[Dataset entries]
<<<<

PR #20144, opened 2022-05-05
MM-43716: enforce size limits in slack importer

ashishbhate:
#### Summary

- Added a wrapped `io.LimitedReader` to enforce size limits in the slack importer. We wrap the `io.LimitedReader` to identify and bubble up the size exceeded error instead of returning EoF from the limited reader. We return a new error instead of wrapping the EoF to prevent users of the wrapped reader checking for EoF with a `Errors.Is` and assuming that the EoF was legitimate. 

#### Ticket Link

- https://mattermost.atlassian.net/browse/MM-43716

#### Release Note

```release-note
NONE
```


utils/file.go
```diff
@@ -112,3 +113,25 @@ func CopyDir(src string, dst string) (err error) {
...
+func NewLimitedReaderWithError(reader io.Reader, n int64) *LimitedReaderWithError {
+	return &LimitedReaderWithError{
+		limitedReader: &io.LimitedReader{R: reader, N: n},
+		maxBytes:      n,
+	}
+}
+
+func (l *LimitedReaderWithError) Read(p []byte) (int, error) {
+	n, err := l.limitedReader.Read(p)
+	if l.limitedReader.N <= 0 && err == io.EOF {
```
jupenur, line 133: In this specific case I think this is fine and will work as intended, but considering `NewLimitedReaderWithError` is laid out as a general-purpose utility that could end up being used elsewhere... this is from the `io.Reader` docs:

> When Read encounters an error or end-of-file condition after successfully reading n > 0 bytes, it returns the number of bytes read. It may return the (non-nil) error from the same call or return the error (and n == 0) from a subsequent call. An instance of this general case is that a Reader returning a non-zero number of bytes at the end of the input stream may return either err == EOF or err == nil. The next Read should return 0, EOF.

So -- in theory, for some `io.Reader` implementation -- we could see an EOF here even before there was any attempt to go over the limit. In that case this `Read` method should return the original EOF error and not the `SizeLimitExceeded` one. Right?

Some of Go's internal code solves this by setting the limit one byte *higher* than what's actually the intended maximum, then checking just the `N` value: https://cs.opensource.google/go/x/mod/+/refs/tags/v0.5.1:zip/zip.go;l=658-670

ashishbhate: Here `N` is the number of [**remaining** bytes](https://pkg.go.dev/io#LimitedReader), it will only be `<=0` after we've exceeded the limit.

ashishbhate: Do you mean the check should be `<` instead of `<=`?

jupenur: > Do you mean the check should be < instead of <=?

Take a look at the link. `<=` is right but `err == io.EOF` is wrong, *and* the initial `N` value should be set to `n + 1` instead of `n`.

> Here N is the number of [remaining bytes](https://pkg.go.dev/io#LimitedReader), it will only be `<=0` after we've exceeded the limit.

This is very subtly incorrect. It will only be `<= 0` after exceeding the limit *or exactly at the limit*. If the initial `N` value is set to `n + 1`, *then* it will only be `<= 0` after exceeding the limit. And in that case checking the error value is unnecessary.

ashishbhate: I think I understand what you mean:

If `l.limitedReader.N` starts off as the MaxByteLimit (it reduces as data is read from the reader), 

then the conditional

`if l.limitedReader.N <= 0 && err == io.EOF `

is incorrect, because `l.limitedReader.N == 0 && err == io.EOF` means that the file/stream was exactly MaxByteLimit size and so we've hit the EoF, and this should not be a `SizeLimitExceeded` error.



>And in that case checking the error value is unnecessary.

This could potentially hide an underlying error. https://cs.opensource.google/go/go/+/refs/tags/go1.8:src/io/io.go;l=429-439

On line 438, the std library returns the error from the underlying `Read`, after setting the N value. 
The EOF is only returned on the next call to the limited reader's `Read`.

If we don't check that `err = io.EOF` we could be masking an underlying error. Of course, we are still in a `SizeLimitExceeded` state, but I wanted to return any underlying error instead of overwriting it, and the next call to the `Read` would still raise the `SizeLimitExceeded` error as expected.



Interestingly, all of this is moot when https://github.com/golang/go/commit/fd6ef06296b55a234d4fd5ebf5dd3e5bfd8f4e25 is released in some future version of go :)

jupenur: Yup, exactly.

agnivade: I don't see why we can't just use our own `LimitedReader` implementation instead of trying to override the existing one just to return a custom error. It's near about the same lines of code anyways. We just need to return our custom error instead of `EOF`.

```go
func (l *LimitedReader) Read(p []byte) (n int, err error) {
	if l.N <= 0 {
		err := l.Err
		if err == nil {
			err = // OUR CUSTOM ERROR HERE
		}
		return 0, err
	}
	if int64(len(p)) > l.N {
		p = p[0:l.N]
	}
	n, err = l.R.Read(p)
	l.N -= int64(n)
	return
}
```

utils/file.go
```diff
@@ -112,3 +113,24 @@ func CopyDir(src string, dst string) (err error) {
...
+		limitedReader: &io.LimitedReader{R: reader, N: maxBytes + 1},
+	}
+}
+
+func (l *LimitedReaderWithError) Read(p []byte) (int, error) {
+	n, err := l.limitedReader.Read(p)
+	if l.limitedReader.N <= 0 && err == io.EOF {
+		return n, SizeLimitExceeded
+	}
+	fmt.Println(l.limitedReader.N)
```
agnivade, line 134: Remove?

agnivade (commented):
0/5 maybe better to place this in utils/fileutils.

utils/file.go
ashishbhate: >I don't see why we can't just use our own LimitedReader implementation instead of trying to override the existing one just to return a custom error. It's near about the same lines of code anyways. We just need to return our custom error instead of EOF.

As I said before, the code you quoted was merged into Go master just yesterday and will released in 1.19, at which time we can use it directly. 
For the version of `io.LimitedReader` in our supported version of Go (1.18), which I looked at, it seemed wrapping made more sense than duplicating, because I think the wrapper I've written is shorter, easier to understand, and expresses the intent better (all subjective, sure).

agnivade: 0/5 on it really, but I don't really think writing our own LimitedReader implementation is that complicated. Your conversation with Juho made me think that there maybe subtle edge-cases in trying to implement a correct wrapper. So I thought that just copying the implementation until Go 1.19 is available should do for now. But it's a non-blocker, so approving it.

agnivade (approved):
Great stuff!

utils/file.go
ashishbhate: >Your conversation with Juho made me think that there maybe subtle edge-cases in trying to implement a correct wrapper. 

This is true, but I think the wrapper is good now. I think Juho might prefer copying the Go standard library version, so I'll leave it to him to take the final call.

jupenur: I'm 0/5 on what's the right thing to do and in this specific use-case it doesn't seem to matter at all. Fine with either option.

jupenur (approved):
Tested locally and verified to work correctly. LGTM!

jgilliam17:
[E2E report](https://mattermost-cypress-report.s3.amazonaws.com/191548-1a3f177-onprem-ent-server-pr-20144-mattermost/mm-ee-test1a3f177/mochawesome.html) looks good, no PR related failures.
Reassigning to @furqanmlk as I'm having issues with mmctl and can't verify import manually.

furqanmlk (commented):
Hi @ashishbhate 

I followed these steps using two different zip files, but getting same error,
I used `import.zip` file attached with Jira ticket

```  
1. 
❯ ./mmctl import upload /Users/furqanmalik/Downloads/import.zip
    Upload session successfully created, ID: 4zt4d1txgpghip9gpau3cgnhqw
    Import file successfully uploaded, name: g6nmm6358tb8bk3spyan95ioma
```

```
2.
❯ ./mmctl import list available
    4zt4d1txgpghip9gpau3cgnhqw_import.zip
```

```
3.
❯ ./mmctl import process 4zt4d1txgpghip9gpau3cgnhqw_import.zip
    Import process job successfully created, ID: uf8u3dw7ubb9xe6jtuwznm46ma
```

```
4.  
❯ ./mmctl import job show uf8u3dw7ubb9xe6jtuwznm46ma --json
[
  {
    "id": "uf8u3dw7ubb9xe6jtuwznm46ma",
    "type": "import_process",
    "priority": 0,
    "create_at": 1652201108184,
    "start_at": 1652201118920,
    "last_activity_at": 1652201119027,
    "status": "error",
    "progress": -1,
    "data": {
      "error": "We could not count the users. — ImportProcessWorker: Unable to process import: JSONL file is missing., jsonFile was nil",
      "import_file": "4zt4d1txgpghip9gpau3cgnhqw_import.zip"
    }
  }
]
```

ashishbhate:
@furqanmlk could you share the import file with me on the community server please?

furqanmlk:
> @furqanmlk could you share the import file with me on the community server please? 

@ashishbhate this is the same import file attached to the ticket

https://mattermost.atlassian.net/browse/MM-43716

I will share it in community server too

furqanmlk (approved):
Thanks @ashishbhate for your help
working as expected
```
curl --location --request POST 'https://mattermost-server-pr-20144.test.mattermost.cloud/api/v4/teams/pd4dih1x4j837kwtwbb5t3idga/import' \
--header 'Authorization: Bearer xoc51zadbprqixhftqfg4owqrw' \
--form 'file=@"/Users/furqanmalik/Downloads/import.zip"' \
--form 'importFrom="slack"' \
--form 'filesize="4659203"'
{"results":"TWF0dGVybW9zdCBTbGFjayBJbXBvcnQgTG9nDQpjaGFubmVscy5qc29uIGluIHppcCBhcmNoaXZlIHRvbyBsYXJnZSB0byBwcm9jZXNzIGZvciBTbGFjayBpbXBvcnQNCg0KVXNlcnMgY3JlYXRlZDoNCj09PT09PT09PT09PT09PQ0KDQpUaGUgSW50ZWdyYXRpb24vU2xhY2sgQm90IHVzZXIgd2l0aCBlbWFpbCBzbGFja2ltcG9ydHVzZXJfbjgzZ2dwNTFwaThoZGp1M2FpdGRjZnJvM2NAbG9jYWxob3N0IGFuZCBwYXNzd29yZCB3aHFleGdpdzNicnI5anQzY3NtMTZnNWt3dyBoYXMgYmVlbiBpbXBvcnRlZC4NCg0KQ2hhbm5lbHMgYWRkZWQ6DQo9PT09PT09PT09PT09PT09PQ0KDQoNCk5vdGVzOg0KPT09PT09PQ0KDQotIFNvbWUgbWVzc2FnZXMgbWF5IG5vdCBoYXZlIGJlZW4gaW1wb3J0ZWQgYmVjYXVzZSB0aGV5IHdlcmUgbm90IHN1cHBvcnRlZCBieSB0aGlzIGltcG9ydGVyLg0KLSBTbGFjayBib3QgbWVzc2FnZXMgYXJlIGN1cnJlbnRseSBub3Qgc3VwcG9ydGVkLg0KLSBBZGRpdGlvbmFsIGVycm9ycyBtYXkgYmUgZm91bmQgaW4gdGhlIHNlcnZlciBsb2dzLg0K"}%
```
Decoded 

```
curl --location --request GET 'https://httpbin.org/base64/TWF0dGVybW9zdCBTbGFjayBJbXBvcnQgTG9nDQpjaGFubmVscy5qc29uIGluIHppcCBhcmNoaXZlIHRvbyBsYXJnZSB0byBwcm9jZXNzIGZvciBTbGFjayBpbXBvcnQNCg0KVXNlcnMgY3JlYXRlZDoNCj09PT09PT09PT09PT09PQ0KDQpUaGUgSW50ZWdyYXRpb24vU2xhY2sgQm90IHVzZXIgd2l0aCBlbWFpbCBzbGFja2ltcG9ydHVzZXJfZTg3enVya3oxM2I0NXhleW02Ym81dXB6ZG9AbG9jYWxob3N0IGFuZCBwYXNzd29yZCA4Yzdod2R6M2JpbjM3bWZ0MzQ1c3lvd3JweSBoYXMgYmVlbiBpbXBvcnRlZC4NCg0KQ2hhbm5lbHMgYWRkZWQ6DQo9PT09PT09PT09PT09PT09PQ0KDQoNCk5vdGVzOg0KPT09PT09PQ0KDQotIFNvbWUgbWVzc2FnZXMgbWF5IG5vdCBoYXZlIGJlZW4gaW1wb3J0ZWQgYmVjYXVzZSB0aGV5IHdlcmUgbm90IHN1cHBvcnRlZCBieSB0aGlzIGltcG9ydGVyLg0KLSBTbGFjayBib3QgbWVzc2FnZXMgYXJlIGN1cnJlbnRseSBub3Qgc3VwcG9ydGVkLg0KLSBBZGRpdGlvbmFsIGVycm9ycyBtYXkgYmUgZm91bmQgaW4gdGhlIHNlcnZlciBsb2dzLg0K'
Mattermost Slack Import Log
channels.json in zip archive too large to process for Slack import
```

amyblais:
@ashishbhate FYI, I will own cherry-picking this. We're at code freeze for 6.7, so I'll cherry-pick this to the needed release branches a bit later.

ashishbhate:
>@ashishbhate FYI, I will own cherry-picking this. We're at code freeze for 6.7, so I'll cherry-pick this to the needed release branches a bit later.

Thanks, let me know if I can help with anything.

>>>>

= Exercise brief =
Find the lines in the records that contain the word "Thanks", then copy every one of them.

= Answer box =
Thanks @ashishbhate for your help
Thanks, let me know if I can help with anything.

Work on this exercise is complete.